Clinical Chemistry and Laboratory Medicine | 2002
Collet Dandara; Jane Sayi; Collen Masimirembwa; Ayoub Magimba; Sylvia Kaaya; Klerk Sommers; J. R. Snyman; Julia A. Hasler
Abstract The co-ordinate expression and regulation of the drug metabolising enzymes, cytochrome P4501A1 (CYP1A1) and glutathione transferases (GSTM1, GSTT1 and GSTP1), and their metabolic balance in the cells of target organs may determine whether exposure to carcinogens results in cancer. Besides showing variability in activity due to induction and inhibition, these enzymes also exhibit genetic polymorphism that alter enzyme levels and activity. We determined frequencies of common allelic variants of CYP1A1 and glutathione (M1, T1 and P1) among Tanzanians, South African Venda and Zimbabweans using PCR/restriction fragment length polymorphism techniques. The CYP1A1 Val462 mutant variant was found at a frequency of 1.3% among 114 subjects. The GSTM1*0 genotype was found at a frequency of 29% and 33% among Tanzanian psychiatric patients and healthy volunteers, respectively. Similarly, the GSTT1*0 polymorphism was present with a frequency of 25% in both the psychiatric patients and healthy controls.
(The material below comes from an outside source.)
Issue #2940, opened 2025-07-29
Shanoir global statistics displayed on welcome page


LaurentPV:
As discussed during meeting with Alban Gaignard and Camille Maumet :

The frequency of GSTP1 Val105 variant was 16%, 12% and 21% among Tanzanians, South African Venda and Zimbabweans, respectively. We conclude here that CYP1A1 Val462 polymorphism is very rare among Africans. This is the first report of the GSTP1 Val105 variant frequency in African populations. We show here that there are no differences in frequencies of the variant alleles for CYP1A1, GSTM1, GSTT1 and GSTP1 in the three African populations.